- [Aim of the task]
Your output must match the records exactly, line for line.

==== Recorded data ====

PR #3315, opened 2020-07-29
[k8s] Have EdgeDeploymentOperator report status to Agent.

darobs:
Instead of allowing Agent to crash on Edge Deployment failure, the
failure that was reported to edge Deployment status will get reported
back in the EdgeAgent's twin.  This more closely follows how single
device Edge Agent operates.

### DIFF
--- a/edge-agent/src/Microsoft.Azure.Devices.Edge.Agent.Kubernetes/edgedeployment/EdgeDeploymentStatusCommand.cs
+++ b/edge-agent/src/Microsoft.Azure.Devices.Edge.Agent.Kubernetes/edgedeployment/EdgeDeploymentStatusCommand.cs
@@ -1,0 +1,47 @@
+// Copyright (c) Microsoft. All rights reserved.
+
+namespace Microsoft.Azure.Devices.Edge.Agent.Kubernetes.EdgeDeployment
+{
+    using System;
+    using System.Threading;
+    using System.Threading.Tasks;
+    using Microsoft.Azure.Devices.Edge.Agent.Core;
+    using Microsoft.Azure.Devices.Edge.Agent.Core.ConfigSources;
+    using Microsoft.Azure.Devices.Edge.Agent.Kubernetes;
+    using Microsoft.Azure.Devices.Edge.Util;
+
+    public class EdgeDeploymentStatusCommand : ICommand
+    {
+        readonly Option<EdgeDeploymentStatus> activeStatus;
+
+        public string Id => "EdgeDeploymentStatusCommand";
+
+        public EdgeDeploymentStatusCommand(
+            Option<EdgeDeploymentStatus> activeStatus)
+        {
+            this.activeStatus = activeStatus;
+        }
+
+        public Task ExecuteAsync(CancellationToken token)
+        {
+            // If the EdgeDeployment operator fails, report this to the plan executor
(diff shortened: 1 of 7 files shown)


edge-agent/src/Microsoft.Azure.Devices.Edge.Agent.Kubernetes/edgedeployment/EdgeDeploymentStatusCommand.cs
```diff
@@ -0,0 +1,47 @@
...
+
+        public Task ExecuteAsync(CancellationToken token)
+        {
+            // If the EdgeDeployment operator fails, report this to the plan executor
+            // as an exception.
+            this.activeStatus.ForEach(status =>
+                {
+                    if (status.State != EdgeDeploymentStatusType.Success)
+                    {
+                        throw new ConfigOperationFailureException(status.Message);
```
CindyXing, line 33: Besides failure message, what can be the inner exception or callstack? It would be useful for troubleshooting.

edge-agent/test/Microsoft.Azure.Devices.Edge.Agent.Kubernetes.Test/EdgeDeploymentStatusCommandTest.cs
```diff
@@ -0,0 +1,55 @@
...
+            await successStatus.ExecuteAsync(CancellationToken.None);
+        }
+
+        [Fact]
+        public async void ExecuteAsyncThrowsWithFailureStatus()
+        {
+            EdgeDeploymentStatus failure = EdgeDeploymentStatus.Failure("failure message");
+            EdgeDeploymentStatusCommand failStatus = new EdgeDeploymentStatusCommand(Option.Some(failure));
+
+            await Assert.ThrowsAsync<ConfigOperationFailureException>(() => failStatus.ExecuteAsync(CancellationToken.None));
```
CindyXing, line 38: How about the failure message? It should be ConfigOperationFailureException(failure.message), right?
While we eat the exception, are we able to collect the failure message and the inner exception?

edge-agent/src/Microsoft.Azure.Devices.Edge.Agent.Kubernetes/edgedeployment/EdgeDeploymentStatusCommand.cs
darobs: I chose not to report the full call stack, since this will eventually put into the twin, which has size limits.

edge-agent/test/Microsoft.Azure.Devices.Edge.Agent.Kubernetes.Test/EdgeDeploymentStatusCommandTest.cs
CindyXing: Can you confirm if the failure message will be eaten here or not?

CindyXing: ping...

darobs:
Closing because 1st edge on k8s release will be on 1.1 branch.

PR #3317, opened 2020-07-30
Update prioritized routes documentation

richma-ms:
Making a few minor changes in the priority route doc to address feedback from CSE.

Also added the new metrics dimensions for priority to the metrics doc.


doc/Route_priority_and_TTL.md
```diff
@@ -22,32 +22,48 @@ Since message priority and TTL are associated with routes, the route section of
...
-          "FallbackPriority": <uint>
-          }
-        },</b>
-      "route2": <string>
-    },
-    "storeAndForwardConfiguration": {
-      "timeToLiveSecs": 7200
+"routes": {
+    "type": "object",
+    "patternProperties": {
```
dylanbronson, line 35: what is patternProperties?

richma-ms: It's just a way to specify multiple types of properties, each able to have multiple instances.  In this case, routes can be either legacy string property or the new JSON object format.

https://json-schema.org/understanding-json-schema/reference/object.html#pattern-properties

====

- [Result of this exercise]
PR #3315, opened 2020-07-29
[k8s] Have EdgeDeploymentOperator report status to Agent.

darobs:
Instead of allowing Agent to crash on Edge Deployment failure, the
failure that was reported to edge Deployment status will get reported
back in the EdgeAgent's twin.  This more closely follows how single
device Edge Agent operates.

### DIFF
--- a/edge-agent/src/Microsoft.Azure.Devices.Edge.Agent.Kubernetes/edgedeployment/EdgeDeploymentStatusCommand.cs
+++ b/edge-agent/src/Microsoft.Azure.Devices.Edge.Agent.Kubernetes/edgedeployment/EdgeDeploymentStatusCommand.cs
@@ -1,0 +1,47 @@
+// Copyright (c) Microsoft. All rights reserved.
+
+namespace Microsoft.Azure.Devices.Edge.Agent.Kubernetes.EdgeDeployment
+{
+    using System;
+    using System.Threading;
+    using System.Threading.Tasks;
+    using Microsoft.Azure.Devices.Edge.Agent.Core;
+    using Microsoft.Azure.Devices.Edge.Agent.Core.ConfigSources;
+    using Microsoft.Azure.Devices.Edge.Agent.Kubernetes;
+    using Microsoft.Azure.Devices.Edge.Util;
+
+    public class EdgeDeploymentStatusCommand : ICommand
+    {
+        readonly Option<EdgeDeploymentStatus> activeStatus;
+
+        public string Id => "EdgeDeploymentStatusCommand";
+
+        public EdgeDeploymentStatusCommand(
+            Option<EdgeDeploymentStatus> activeStatus)
+        {
+            this.activeStatus = activeStatus;
+        }
+
+        public Task ExecuteAsync(CancellationToken token)
+        {
+            // If the EdgeDeployment operator fails, report this to the plan executor
(diff shortened: 1 of 7 files shown)


edge-agent/src/Microsoft.Azure.Devices.Edge.Agent.Kubernetes/edgedeployment/EdgeDeploymentStatusCommand.cs
```diff
@@ -0,0 +1,47 @@
...
+
+        public Task ExecuteAsync(CancellationToken token)
+        {
+            // If the EdgeDeployment operator fails, report this to the plan executor
+            // as an exception.
+            this.activeStatus.ForEach(status =>
+                {
+                    if (status.State != EdgeDeploymentStatusType.Success)
+                    {
+                        throw new ConfigOperationFailureException(status.Message);
```
CindyXing, line 33: Besides failure message, what can be the inner exception or callstack? It would be useful for troubleshooting.

edge-agent/test/Microsoft.Azure.Devices.Edge.Agent.Kubernetes.Test/EdgeDeploymentStatusCommandTest.cs
```diff
@@ -0,0 +1,55 @@
...
+            await successStatus.ExecuteAsync(CancellationToken.None);
+        }
+
+        [Fact]
+        public async void ExecuteAsyncThrowsWithFailureStatus()
+        {
+            EdgeDeploymentStatus failure = EdgeDeploymentStatus.Failure("failure message");
+            EdgeDeploymentStatusCommand failStatus = new EdgeDeploymentStatusCommand(Option.Some(failure));
+
+            await Assert.ThrowsAsync<ConfigOperationFailureException>(() => failStatus.ExecuteAsync(CancellationToken.None));
```
CindyXing, line 38: How about the failure message? It should be ConfigOperationFailureException(failure.message), right?
While we eat the exception, are we able to collect the failure message and the inner exception?

edge-agent/src/Microsoft.Azure.Devices.Edge.Agent.Kubernetes/edgedeployment/EdgeDeploymentStatusCommand.cs
darobs: I chose not to report the full call stack, since this will eventually put into the twin, which has size limits.

edge-agent/test/Microsoft.Azure.Devices.Edge.Agent.Kubernetes.Test/EdgeDeploymentStatusCommandTest.cs
CindyXing: Can you confirm if the failure message will be eaten here or not?

CindyXing: ping...

darobs:
Closing because 1st edge on k8s release will be on 1.1 branch.

PR #3317, opened 2020-07-30
Update prioritized routes documentation

richma-ms:
Making a few minor changes in the priority route doc to address feedback from CSE.

Also added the new metrics dimensions for priority to the metrics doc.


doc/Route_priority_and_TTL.md
```diff
@@ -22,32 +22,48 @@ Since message priority and TTL are associated with routes, the route section of
...
-          "FallbackPriority": <uint>
-          }
-        },</b>
-      "route2": <string>
-    },
-    "storeAndForwardConfiguration": {
-      "timeToLiveSecs": 7200
+"routes": {
+    "type": "object",
+    "patternProperties": {
```
dylanbronson, line 35: what is patternProperties?

richma-ms: It's just a way to specify multiple types of properties, each able to have multiple instances.  In this case, routes can be either legacy string property or the new JSON object format.

https://json-schema.org/understanding-json-schema/reference/object.html#pattern-properties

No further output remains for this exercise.